二、被告則以:原告就其提出之遺囑,主張係被繼承人耿世孝親自書立之自書遺囑,則該遺囑法律上性質即屬私文書,其遺囑之真正與否,應由原告負舉證之責,倘原告無法舉證證明該遺囑為真正,即應駁回原告之請求。原告為證明系爭代筆遺囑真正,曾聲請傳喚證人即系爭遺囑見證人丙○○、徐曄梅及乙○○,惟其等對於系爭遺囑之完成,究依原告提供之財產清冊抄錄,或依被繼承人耿世孝親自口述,或依證人徐曄梅轉述之內容製作,相互矛盾,已非可取。且無論證人乙○○係依原告所提供之財產清冊抄錄,或由證人徐曄梅轉述之內容所製作,均非屬被繼承人耿世孝口述遺囑意旨,亦即系爭遺囑所處分之財產範圍,確非出自被繼承人耿世孝之真意,不符代筆遺囑之要件,自屬無效。

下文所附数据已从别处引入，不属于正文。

PR #68, opened 2019-09-01
added a linux shellcode executor

khyberspache:


gocat/shellcode/shellcode_linux.go
```diff
@@ -2,15 +2,96 @@ package shellcode
...
 
 // IsAvailable does a shellcode runner exist
 func IsAvailable() bool {
-	return false
+	return true
+}
+
+func generateDummyProcess() int {
+	cmd := exec.Command("date")
+	cmdErr := cmd.Start()
```
privateducky: the start function is async-- is that a problem is here/do we need to wait on the result of cmd.Start() here?

gocat/shellcode/shellcode_linux.go
```diff
@@ -2,15 +2,96 @@ package shellcode
...
+	"os/exec"
+	"syscall"
 )
 
 // Runner runner
 func Runner(shellcode []byte) bool {
-	fmt.Println("[!] Shellcode executor for linux not available")
-	return false
+	tPid := generateDummyProcess()
+	if tPid == 0 {
```
privateducky: objective design suggestion that may make it readable (or may not-- interested in your opinion): this would prob be cleaner by creating 2 functions that return true/false on either side of establishing the registers. for instance:

1) failEarly() would contain the tPid==0 and attachToProcessAndWait checks
2) failLate() would contain all the checks after the registers variable is created

gocat/shellcode/shellcode_linux.go
```diff
@@ -2,15 +2,96 @@ package shellcode
...
+		fmt.Println(copyErr.Error())
+		return false
+	}
+	return true
+}
+
+func getRegisters(pid int) syscall.PtraceRegs {
+	var regs syscall.PtraceRegs
+	regsErr := syscall.PtraceGetRegs(pid, &regs)
+	if regsErr != nil {
```
privateducky: consolidate these error checks (3 lines for each of these functions)

privateducky:
well designed PR here. I need to think through a few scenarios but this is a clean approach (very much so) and well thought out for a complex task -- so great job on that!

gocat/shellcode/shellcode_linux.go
khyberspache: We specifically want to spawn a process asynchronously here so that the process doesn't die before we can attach to it with PTrace. I could change the approach and instead spawn a dummy daemon service. Thoughts?

gocat/shellcode/shellcode_linux.go
khyberspache: Missed this completely - it's blatantly obvious now that I'm looking at it.  Fixed.

gocat/shellcode/shellcode_linux.go
khyberspache: Now that I'm thinking on it more, it should definitely be asynchronous, but it should probably be a daemon that's spawned.  I feel like we might encounter race conditions where the process ends before Sandcat calls `attachToProcessAndWait`

gocat/shellcode/shellcode_linux.go
khyberspache: Not entirely sure I'm following you on this completely. All of the checks are syscall dependencies prior commands, so I'm not entirely sure how to combiner them.  I could do something like:
`
        tPid := generateDummyProcess()
	if tPid != 0 {
		if attachToProcessAndWait(tPid) {
			registers := getRegisters(tPid)
			if registers != (syscall.PtraceRegs{}) {
				if copyShellcode(tPid, shellcode, uintptr(registers.PC())) {
					if setRegisters(tPid, registers) {
						if detachFromProcess(tPid) {
							return true
						}
					}
				}
			}
		}	
	}
	return false
`
 This is more in line with Microsoft/Windows API programming design guides for sys calls.  Thoughts?

khyberspache:
> well designed PR here. I need to think through a few scenarios but this is a clean approach (very much so) and well thought out for a complex task -- so great job on that!

The goal was to completely avoid Cgo dependencies, but I couldn't get the original strategy working.  I think this is a good approach for 3 reasons:
1. Completely native Go
2. Executes shellcode as intended
3. Actually allows us to begin adding process injection for Linux (beyond Shellcode)

I even considered pulling this out of the shellcode package and making another Process Injection package that Shellcode package would call to execute shellcode via process injection

PR #70, opened 2019-09-03
Sandcat should be reverse-proxy aware

nickamon:
Sandcat should account for caldera being behind a reverse proxy (e.g. ssl plugin) and therefore shouldn't assume caldera's URL can be constructed from the request info.  Rather, it should construct the caldera URL from the agent's perspective, i.e. from the data the agent sends to the caldera server.


privateducky:
good idea. simple execution. good work.

PR #72, opened 2019-09-06
added the ability for agent sleep time to be controlled from the C2

khyberspache:
Agents now receive core sleep as part of it's profile and beacon


app/sand_api.py
```diff
@@ -16,9 +16,10 @@ def __init__(self, services):
         url = urlparse(data['server'])
         port = '443' if url.scheme == 'https' else 80
         data['server'] = '%s://%s:%s' % (url.scheme, url.hostname, url.port if url.port else port)
-        await self.agent_svc.handle_heartbeat(**data)
+        agent = await self.agent_svc.handle_heartbeat(**data)
         instructions = await self.agent_svc.get_instructions(data['paw'])
-        return web.Response(text=self.agent_svc.encode_string(instructions))
+        return web.Response(text=self.agent_svc.encode_string(json.dumps(dict(sleep=agent['sleep'],
```
privateducky: the instructions dict will contain a sleep time for each command (i.e., jitter). I was going to consider consolidating these 2 sleep times -- but as I'm thinking about it, I think this is more correct.

gocat/sandcat.go
```diff
@@ -46,6 +49,7 @@ func buildProfile(server string, group string, executors []string) map[string]in
 	profile["architecture"] = runtime.GOARCH
 	profile["platform"] = runtime.GOOS
 	profile["location"] = os.Args[0]
+	profile["sleep"] = iteration
```
privateducky: we don't need iteration to be a module-level variable anymore - just make the profile['sleep'] = 60 here.

PR #73, opened 2019-09-06
Stop agent with response

wbooth:


gocat/util/utility.go
```diff
@@ -64,3 +64,8 @@ func removeWhiteSpace(input string) string {
 		return r
 	}, input)
 }
+
+func StopProcess(pid int) {
+	proc, _ := os.FindProcess(pid)
+	_ = proc.Kill()
```
privateducky: remove _ variable, since it is unused.

privateducky:
can you recompile the binaries (ensuring you have the latest code that we merged Friday in this repo) and ensure the operation runs as anticipated?

wbooth:
this branch already includes the changes from Friday (https://github.com/mitre/sandcat/blob/stop-agent-response/gocat/api/api.go#L33 for example)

且系爭遺囑上「耿世孝」之簽名,經被告向台北市萬華區第一戶政事務所調取被繼承人耿世孝生前於87年1 月12日聲請核發印鑑證明書上「耿世孝」簽名,以肉眼比對結果,確有未合,更足以證明系爭遺囑非屬真正。況證人丙○○及乙○○一致證稱系爭遺囑上所示之財產,為被繼承人耿世孝生前主持一貫道佛堂之道親所信託,自非屬被繼承人耿世孝所有,未經其他道友承認前,所為遺產之處分,不發生處分遺產之法律效果,而不具有發生遺囑法律效果之意思,性質上仍不能認係書證,自不能為確認之訴之標的,是原告提起本件確認遺囑真正之訴,自無即受確認判決之法律上利益。而聲明:原告之訴駁回。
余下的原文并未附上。